[Exercise objective]
Some lines in the entries contain the word "args". Copy all of them.

[Items from a data source]
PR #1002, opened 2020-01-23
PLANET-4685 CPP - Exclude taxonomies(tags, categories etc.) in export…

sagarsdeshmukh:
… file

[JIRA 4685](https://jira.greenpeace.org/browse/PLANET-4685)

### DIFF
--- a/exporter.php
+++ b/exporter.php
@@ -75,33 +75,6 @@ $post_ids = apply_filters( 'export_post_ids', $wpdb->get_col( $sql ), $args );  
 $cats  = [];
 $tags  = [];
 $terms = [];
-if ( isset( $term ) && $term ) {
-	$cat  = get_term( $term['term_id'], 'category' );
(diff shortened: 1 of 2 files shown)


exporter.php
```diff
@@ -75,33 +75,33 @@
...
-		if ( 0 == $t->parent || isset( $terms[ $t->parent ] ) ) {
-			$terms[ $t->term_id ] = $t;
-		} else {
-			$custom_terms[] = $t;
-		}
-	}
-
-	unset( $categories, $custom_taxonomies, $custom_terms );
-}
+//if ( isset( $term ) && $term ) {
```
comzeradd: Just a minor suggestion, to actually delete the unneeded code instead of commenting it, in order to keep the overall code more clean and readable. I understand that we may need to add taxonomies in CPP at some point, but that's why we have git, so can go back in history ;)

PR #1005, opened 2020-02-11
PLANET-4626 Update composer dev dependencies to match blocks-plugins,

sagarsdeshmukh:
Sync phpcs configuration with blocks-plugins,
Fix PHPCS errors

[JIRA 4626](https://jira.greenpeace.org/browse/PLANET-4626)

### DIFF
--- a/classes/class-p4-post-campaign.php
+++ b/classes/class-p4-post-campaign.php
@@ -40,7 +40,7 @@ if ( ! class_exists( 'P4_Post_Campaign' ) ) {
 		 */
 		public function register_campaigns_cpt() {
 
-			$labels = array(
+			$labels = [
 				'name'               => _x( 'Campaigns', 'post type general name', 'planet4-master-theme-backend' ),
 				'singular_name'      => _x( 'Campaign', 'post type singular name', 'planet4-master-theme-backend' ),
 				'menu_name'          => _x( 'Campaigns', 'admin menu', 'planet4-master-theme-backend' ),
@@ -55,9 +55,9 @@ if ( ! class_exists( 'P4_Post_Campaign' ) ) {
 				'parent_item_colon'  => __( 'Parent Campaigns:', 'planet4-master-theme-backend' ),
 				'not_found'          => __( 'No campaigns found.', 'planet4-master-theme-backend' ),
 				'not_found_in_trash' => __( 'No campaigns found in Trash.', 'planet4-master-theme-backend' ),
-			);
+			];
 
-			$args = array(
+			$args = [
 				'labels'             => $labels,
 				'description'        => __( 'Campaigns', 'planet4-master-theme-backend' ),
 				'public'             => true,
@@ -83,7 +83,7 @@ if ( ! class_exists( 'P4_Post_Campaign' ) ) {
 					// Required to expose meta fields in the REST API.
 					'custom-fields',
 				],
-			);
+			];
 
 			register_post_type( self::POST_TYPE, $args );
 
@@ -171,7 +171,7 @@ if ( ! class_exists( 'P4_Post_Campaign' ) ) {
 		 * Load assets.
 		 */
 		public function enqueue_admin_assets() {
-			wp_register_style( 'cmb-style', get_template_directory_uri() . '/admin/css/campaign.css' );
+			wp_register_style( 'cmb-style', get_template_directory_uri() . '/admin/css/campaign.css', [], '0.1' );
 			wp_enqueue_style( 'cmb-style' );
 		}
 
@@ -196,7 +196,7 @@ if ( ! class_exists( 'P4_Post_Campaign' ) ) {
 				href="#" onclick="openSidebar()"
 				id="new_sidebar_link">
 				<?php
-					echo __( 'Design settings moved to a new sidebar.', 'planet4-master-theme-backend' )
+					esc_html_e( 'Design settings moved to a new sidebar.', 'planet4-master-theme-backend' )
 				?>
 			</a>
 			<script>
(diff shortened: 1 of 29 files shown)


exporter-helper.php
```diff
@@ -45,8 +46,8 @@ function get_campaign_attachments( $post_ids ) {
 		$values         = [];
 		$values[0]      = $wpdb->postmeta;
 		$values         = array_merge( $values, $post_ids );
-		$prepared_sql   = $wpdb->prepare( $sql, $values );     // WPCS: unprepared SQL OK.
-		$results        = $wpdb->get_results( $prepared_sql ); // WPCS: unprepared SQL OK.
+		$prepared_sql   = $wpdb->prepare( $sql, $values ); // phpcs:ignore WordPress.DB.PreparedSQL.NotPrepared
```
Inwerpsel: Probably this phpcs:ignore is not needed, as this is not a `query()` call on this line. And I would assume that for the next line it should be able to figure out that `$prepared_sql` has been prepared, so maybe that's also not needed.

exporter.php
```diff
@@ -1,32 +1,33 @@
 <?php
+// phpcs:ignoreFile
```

[Response area]
@@ -75,33 +75,6 @@ $post_ids = apply_filters( 'export_post_ids', $wpdb->get_col( $sql ), $args );  
-			$args = array(
+			$args = [
 			register_post_type( self::POST_TYPE, $args );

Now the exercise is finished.